§ **Problem to solve**: Please copy, exactly as they appear below, the lines from the one containing "prefix: 6.5519 ms -> 5.7528 ms (-12.2%)" through the one containing "zk_suffix_prove_only: 9.9190 ms".

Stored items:
BEGIN
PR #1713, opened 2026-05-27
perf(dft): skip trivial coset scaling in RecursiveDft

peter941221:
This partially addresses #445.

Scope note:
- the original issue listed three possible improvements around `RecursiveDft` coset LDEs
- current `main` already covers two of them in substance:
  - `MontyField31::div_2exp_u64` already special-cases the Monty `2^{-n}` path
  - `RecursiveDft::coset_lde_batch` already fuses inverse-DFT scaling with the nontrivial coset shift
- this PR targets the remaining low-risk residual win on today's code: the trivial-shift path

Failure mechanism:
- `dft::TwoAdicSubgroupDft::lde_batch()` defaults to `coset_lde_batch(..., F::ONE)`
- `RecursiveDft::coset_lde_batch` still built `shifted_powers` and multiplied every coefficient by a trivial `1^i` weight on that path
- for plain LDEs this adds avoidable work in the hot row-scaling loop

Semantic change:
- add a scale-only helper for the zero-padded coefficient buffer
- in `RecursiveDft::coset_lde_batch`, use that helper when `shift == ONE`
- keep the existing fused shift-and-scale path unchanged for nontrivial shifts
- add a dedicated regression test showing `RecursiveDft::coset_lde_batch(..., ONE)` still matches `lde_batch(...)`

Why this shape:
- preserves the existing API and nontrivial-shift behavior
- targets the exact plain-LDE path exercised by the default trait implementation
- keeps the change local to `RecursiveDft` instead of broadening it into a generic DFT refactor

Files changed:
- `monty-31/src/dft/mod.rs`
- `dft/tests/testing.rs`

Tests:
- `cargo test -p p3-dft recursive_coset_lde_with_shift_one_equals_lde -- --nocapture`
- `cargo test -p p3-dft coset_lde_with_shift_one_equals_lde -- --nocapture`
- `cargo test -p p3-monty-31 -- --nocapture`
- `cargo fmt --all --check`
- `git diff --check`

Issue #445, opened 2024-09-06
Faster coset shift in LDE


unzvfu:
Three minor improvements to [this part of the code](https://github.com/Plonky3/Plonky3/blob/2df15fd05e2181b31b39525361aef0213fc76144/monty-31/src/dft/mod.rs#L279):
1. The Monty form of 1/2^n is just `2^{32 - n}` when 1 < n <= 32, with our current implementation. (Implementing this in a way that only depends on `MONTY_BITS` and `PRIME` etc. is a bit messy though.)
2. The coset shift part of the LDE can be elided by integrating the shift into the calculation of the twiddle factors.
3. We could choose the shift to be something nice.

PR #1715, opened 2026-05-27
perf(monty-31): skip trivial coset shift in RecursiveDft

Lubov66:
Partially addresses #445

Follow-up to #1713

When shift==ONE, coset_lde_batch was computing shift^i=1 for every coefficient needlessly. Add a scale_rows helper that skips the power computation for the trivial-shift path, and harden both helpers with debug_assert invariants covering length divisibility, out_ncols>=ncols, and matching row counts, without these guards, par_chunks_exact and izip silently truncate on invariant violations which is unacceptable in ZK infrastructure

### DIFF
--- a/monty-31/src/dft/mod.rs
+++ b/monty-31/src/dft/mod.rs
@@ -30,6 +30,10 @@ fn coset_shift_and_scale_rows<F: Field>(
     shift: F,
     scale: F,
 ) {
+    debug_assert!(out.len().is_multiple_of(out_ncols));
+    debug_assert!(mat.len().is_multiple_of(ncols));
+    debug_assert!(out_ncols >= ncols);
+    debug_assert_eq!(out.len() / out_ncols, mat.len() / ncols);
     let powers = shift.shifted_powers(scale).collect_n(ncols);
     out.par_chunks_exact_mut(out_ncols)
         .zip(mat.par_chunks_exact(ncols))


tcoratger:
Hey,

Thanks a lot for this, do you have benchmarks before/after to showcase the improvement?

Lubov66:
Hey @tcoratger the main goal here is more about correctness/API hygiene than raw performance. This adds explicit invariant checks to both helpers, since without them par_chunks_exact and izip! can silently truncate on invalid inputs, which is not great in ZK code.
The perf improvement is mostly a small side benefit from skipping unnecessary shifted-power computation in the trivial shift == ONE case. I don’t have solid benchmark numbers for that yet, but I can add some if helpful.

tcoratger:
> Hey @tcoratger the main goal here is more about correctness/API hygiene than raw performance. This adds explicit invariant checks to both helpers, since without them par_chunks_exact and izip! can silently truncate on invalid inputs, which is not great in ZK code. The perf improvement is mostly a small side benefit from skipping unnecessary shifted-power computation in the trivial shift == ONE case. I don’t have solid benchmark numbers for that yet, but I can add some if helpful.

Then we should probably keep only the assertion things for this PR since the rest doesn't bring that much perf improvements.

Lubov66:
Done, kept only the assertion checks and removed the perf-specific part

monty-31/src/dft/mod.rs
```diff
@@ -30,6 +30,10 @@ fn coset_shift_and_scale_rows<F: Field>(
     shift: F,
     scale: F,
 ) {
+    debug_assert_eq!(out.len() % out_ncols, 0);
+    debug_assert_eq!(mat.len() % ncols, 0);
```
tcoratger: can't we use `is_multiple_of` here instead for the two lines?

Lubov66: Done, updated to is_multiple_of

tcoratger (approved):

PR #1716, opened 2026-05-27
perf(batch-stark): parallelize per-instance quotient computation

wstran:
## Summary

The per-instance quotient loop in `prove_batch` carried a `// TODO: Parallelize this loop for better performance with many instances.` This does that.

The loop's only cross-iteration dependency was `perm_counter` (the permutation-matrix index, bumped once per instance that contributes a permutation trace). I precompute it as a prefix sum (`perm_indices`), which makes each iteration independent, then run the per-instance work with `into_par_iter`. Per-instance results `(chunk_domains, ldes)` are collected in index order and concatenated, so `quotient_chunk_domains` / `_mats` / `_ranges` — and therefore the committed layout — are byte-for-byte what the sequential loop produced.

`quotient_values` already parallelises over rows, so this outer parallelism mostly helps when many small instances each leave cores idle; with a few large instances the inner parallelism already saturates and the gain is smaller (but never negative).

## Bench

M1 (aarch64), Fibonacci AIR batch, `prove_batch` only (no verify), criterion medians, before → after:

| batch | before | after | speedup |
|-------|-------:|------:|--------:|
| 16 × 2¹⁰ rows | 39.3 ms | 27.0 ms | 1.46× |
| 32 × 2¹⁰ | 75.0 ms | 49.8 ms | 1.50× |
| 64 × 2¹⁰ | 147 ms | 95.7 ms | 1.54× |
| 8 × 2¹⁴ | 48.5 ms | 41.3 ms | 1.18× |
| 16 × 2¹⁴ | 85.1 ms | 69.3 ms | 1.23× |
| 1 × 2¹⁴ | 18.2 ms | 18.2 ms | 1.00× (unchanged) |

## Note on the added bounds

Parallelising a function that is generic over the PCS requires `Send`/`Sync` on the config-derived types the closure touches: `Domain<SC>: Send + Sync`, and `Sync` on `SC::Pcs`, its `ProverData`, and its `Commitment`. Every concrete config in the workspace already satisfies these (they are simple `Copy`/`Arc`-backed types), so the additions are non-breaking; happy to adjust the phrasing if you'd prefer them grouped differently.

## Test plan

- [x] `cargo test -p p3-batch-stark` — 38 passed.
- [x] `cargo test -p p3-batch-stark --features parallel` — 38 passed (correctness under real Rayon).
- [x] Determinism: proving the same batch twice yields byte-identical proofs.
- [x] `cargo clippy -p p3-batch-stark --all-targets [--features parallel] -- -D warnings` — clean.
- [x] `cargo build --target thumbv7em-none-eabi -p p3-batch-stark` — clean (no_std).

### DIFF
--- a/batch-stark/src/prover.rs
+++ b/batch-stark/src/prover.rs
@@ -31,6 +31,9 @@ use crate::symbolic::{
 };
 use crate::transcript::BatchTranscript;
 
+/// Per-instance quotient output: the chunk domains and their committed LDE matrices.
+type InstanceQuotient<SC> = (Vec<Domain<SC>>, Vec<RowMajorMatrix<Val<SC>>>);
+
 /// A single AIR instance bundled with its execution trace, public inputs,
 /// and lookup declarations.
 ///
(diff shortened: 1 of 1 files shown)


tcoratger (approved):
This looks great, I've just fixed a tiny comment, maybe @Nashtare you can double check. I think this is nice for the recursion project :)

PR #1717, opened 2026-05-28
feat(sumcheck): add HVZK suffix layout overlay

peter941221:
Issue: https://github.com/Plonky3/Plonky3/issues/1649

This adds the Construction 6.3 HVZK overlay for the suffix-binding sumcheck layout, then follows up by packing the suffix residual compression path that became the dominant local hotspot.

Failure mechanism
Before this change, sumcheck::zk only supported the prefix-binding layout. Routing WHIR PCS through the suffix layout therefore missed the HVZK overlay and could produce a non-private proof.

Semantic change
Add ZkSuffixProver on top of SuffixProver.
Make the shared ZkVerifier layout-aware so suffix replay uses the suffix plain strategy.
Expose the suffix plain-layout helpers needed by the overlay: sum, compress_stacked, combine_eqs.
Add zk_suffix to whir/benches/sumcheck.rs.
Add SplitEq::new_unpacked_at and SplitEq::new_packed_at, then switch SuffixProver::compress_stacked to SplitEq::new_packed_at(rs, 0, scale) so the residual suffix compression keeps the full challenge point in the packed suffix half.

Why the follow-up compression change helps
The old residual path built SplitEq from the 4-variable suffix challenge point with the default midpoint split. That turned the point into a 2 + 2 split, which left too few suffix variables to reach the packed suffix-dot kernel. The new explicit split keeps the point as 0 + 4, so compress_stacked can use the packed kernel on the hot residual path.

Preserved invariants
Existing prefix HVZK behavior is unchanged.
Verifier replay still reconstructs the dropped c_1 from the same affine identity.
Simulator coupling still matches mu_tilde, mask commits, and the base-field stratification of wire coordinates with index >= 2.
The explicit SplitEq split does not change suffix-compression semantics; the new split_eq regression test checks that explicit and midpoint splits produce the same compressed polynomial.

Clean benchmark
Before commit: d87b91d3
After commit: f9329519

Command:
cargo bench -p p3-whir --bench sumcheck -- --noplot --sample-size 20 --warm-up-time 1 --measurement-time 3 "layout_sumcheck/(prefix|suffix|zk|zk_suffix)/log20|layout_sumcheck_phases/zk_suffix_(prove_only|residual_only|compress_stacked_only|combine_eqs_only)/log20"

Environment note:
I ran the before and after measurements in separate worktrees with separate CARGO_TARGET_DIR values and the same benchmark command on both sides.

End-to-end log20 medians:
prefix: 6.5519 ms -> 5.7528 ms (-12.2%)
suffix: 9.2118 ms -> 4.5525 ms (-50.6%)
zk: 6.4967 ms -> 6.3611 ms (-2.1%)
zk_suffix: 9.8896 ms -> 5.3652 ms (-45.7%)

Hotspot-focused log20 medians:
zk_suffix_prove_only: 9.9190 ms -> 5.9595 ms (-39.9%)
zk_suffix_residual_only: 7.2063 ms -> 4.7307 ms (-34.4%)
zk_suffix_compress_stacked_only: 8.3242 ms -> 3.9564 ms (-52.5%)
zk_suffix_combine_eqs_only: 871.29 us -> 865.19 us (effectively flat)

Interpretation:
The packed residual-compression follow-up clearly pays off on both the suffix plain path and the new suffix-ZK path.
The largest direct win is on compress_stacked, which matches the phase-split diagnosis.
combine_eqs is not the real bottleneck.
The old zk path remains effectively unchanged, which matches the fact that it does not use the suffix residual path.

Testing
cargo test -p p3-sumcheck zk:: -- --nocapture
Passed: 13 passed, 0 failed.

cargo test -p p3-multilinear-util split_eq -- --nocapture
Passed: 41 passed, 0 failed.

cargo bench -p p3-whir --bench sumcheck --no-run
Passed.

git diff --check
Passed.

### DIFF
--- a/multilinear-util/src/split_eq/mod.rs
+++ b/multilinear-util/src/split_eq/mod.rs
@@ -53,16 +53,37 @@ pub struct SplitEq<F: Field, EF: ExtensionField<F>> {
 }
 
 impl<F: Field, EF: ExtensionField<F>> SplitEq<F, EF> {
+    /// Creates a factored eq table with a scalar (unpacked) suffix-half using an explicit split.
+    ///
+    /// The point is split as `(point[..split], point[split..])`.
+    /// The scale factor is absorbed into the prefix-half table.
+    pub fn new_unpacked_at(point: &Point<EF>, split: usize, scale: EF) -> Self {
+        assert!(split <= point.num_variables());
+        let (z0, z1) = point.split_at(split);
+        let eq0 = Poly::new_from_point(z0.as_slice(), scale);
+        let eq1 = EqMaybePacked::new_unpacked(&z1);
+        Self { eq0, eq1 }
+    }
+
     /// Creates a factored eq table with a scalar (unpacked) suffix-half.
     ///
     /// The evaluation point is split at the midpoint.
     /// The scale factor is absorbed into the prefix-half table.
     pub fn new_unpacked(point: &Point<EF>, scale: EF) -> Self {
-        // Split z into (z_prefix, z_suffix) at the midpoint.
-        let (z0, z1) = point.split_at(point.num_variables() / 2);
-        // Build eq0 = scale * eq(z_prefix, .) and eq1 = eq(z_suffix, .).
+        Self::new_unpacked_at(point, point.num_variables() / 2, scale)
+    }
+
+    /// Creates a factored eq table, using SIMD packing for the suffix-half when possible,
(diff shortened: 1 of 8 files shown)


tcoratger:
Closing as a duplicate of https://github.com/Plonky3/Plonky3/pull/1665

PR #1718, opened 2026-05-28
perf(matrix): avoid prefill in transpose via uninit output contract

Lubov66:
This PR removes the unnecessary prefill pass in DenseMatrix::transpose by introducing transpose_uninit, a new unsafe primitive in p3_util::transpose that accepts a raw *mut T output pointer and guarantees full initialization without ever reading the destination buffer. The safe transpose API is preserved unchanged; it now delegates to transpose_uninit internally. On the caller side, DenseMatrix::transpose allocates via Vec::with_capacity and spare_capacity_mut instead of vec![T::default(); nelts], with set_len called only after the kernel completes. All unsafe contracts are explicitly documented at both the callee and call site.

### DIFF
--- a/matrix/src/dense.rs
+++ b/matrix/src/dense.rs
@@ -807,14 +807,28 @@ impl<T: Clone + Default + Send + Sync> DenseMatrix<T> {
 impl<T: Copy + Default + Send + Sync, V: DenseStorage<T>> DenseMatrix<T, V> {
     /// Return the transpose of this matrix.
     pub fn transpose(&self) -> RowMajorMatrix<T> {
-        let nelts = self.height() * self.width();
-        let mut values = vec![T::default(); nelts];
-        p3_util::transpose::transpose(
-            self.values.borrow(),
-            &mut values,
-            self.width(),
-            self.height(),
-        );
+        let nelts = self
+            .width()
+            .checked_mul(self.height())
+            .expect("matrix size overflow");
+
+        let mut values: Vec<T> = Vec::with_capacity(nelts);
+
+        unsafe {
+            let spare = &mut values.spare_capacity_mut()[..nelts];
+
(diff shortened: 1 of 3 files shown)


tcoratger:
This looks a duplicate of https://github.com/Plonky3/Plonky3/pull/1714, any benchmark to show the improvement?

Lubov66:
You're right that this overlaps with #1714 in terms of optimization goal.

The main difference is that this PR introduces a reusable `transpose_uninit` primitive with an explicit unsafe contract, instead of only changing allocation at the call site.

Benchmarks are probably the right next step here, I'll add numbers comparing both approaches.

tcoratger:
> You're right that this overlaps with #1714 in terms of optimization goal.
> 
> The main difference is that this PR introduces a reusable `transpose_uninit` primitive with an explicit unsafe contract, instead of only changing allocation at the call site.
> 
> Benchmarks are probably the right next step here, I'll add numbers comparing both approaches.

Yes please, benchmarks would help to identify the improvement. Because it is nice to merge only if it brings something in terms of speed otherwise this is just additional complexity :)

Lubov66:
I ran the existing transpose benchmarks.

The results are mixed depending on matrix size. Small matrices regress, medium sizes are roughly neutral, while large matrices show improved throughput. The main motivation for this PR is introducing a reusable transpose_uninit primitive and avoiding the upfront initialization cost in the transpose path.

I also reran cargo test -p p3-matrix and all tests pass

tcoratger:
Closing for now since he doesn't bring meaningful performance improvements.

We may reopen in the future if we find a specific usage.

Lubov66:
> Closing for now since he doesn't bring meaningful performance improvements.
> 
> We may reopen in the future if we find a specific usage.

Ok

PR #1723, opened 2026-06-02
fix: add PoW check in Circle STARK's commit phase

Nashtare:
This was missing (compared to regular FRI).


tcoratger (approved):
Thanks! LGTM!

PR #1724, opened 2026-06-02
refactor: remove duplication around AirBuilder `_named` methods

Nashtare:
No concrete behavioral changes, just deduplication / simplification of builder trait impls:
END
§ **Written reply**:
prefix: 6.5519 ms -> 5.7528 ms (-12.2%)
suffix: 9.2118 ms -> 4.5525 ms (-50.6%)
zk: 6.4967 ms -> 6.3611 ms (-2.1%)
zk_suffix: 9.8896 ms -> 5.3652 ms (-45.7%)

Hotspot-focused log20 medians:
zk_suffix_prove_only: 9.9190 ms -> 5.9595 ms (-39.9%)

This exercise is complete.